A hot potato: Meta employees and contractors have had access to an internal system for recovering user accounts for a while now. The deployment of this tool grew dramatically over the last few years, giving even more users permissions. Now, the company appears to be cracking down on access. One reason may be misuse within Facebook's own customer service.

The Wall Street Journal reports that anonymous sources claim Meta has fired or disciplined over two dozen employees and contractors for improperly taking over user accounts over the last year. In some instances, hackers bribed people with account access.

When most people think of account stealing, they likely imagine hackers using tactics like phishing, malware, and social engineering. However, another method involves bribing employees or contractors to hijack targeted accounts.

Some incidents involved employees or contractors, including security guards, helping friends or family members recover their Facebook or Instagram accounts after Meta's customer service proved unhelpful. Furthermore, some individuals retained direct or indirect access to Meta's internal tools after leaving the company, which they used to reach user accounts.

In one example, a security contractor whom Meta fired in 2021 allegedly helped others hijack Instagram accounts after he departed the company. The ex-contractor claims he only helped recover about 20 friends and family members regain access to their locked profiles. Meta banned him from Facebook and Instagram and pressed charges against him for violating the federal Computer Fraud and Abuse Act.

Intermediaries have also taken money from customers to help hijack or recover accounts using connections to staff, which is against Meta's terms of service.
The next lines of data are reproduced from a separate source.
PR #1304, opened 2021-07-31
feat: bump android-gradle-plugin@7.0.1

mosabab:
### Motivation and Context

Bump Android Gradle Plugin: AGP_VERSION@7.0.1 Using the new centralized configuration defaults.

### Testing

npm t

### Checklist


jacobg:
Is this merge what will enable compilation in Arctic Fox?

breautek:
> Is this merge what will enable compilation in Arctic Fox?

Probably. Artic Fox is the AS release to handle a lot of breaking changes between API 30 and API 31. AGP 7 also introduces a ton of other breaking changes, including requiring Java 11. cordova-android very likely won't work out of the box with AGP 7. AGP 7 I think also requires build tools / API 31.

mosabab:
JDK 11 required to run AGP 7.0
according to https://developer.android.com/studio/releases/gradle-plugin

When using Android Gradle plugin 7.0 to build your app, JDK 11 is now required to run Gradle

https://developer.android.com/studio/releases/gradle-plugin#jdk-11

PR #1326, opened 2021-08-16
8.1.x

Sharavanan7944:
### Checklist

### DIFF
--- a/bin/templates/project/app/build.gradle
+++ b/bin/templates/project/app/build.gradle
@@ -27,7 +27,7 @@ buildscript {
     }
 
     dependencies {
-        classpath 'com.android.tools.build:gradle:3.3.0'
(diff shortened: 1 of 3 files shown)


Sharavanan7944:
Changed gradle version to support android 11 package visibility to be configured if necessary
https://developer.android.com/about/versions/11/privacy/package-visibility

To prepare for package visibility need gradle patch as per docs
https://android-developers.googleblog.com/2020/07/preparing-your-build-for-package-visibility-in-android-11.html

breautek:
Thank you for the PR, but Cordova isn't supporting 8.x anymore.

Of course, you can always use the changes in your own projects as necessary but we would recommend upgrading your cordova-android version to the latest if possible. Cordova-android@10 will use gradle 7.1.1 by default, which contains the requirements for android 11 package visibility.

Kind regards,
Norman

Issue #1328, opened 2021-08-26
10.1.0 - deviceready not fired when hostname is set and plugin installed


codeconsole:
**>>> ANY <<< Android 10.1.0** app will break and deviceready will not fire when `<preference name="hostname" value="apache.org" />` is set and **cordova-plugin-device** is installed.

I do not believe this is related to the plugin because simply adding 
`<preference name="AndroidInsecureFileModeEnabled" value="true" />` resolves the issue.

Here is a complete very minimal app replicating the issue:
https://github.com/codeconsole/cordova-bug

However, you can break any app by just adding this preference `<preference name="hostname" value="apache.org" />`  and installing **cordova-plugin-device**.

This is possibly related to this commit:
https://github.com/apache/cordova-android/pull/1275/files#diff-c2eeba9559f1ec42b3e90bd1531f3389a2aab9d199752d4cca70fbf489d92ca0R88

in which https is hard coded.

lirancr:
@erisu 

any chance to share a like to the PR ? just to verify it solve the use case in the meanwhile ?

erisu:
Sorry, I got distracted and forgot to submit the PR. I just linked to PR to this ticket, seen above.

PR #1332, opened 2021-08-31
fix(PluginManager): AllowBridgeAccess default policy to handle scheme & hostname

erisu:
### Motivation and Context

fixes: #1328
fixes: https://github.com/apache/cordova-plugin-device/issues/118

### Description

Update how the PluginManager handles the default policy.

* If `AndroidInsecureFileModeEnabled` is `true`, then the default policy is `file://`
* If `AndroidInsecureFileModeEnabled` is `false`, then the default policy is the combination of the `scheme` & `hostname`.
  * The default scheme is: `https`
  * The default hostname is: `localhost`
  * If the user changes any of these values, it will be used.

### Testing

* Creating Project
* Adding Platform
* Adding Device Plugin
* Changing `scheme` to `http`
* Changing `hostname` to `apache.org`
* Setting `AndroidInsecureFileModeEnabled` to `true`

### Additional Notes

I also tested a solution that added the fix to the `AllowListPlugin` class. https://github.com/apache/cordova-android/commit/fa5b228bb9cefca36d92df3c80bb6bbc42672377

This is where @NiklasMerz originally the code. The issue is that is was written in the config parser step. The config parser has not fully parse everything, e.g. the preferences, and therefore always picked the default values.

If we wanted to keep the login inside the `AllowListPlugin` file, we would have to move it to the `pluginInitialize` method, after the config parser has been completed.

The question really comes down to, where it should reside?

* The `PluginManager`, is where the default policy is defined.
* The `AllowListPlugin` is where we parse the user's custom-defined `allow-navigation`, `allow-intent`, `access`, and `content`.

IMO the `PluginManager` sounded better. Previously the default policy was `file://` but since `WebViewAssetLoader` was added and default should now be `https://localhost`. But also, since users can change the launch URL to either file or default/custom scheme+hostname, it seems maybe the default policy should be a bit flexible.
### Checklist

### DIFF
--- a/framework/src/org/apache/cordova/AllowListPlugin.java
+++ b/framework/src/org/apache/cordova/AllowListPlugin.java
@@ -32,6 +32,11 @@ public class AllowListPlugin extends CordovaPlugin {
     public static final String PLUGIN_NAME = "CordovaAllowListPlugin";
     protected static final String LOG_TAG = "CordovaAllowListPlugin";
 
+    // @todo same as ConfigXmlParser. Research centralizing ideas, maybe create CordovaConstants
+    private static String SCHEME_HTTPS = "https";
+    // @todo same as ConfigXmlParser. Research centralizing ideas, maybe create CordovaConstants
+    private static String DEFAULT_HOSTNAME = "localhost";
+
     private AllowList allowedNavigations;
     private AllowList allowedIntents;
     private AllowList allowedRequests;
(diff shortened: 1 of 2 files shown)


NiklasMerz (approved):
Code LGTM. I agree that this is a better place to set these settings.

I didn't like how this was implemented in the allow list plugin and config parser.

I did a quick test in my test project for https://github.com/apache/cordova-plugin-device/issues/118 and this issues seems to be solved. Similar to #1328

jcesarmobile (approved):

Issue #1322, opened 2021-08-12
The AllowList plugin may throw a NullPointerException in some case


YCKang:
# Bug Report

## Problem
The AllowList plugin may throw a NullPointerException in some case.

### What is expected to happen?
To check the url correctly.

### What does actually happen?
Throw NullPointerException error.

## Information

If you don't set any `<allow-navigation>` in the config.xml, `this.shouldAllowNavigation(url)` will return `null`.
And operator '||' cannot be applied to 'null', 'boolean', it will throw NullPointerException error.

L130 should be `return (Boolean.TRUE.equals(this.shouldAllowNavigation(url)) || this.allowedRequests.isUrlAllowListed(url)) `.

An Orange County model paid a middleman $7,000 to retrieve her Instagram account and its 650,000 followers.

At the heart of the issue is a Meta tool called Online Operations (ironically abbreviated to Oops). Oops is supposed to be a last-resort account recovery mechanism and is not meant for Facebook and Instagram accounts. Meta is only supposed to use Oops to help public figures, celebrities, business partners, or friends and family of employees.

Employees file an Oops report by entering an email address associated with the reset account, then identifying the account holder in question. The system then passes the request on to Meta's support team, which handles it case by case.

The usage of Oops has ballooned with the growth of Meta's workforce. Between 2017 and 2020, the number of Oops tasks more than doubled, from 22,000 to 50,270. Meta appears to be reeling in the situation if the sources are correct.